Work request: Pull every line containing "only" from the data.

Data shown:
PR #829, opened 2019-02-01
Backend work to create Actions

chloealee:
#### What's this PR do?
- Adds the ability to create actions in Rogue.
- Adds Actions API: 
  - `GET /api/v3/actions index`
  - `GET /api/v3/actions/{action}`
  - `POST /actions`
  - `PATCH /actions/{action}`
  - `DELETE /actions/{action}`
- Adds unit tests to test the above routes. 
- Updates documentation. 

👀 

#### Relevant tickets

Part of 5th check box in [Post Metadata Tech Brief](https://github.com/orgs/DoSomething/teams/team-bleed/discussions/32)

#### How to deploy


app/Http/Controllers/Legacy/Web/CampaignIdsController.php
```diff
@@ -15,8 +15,7 @@ class CampaignIdsController extends Controller
     public function __construct()
     {
         $this->middleware('auth');
-        $this->middleware('role:admin,staff', ['only' => ['index', 'show']]);
-        $this->middleware('role:admin', ['only' => ['create', 'store', 'edit', 'update', 'destroy']]);
```
chloealee: I removed this because I think we want staff to also be able to do all of this, not sure why before it only allowed admins to do this.

app/Http/Controllers/CampaignsController.php
```diff
@@ -9,7 +9,7 @@
 class CampaignsController extends ApiController
 {
     /**
-     * @var Rogue\Http\Transformers\SignupTransformer;
+     * @var Rogue\Http\Transformers\CampaignTransformer;
```
katiecrane: good catch!

app/Http/Controllers/Legacy/Web/CampaignIdsController.php
katiecrane: @chloealee I think at one time we had planned to only let admins touch the campaigns stuff...that sounds familiar to me at least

The answer:
-        $this->middleware('role:admin,staff', ['only' => ['index', 'show']]);
-        $this->middleware('role:admin', ['only' => ['create', 'store', 'edit', 'update', 'destroy']]);
chloealee: I removed this because I think we want staff to also be able to do all of this, not sure why before it only allowed admins to do this.
katiecrane: @chloealee I think at one time we had planned to only let admins touch the campaigns stuff...that sounds familiar to me at least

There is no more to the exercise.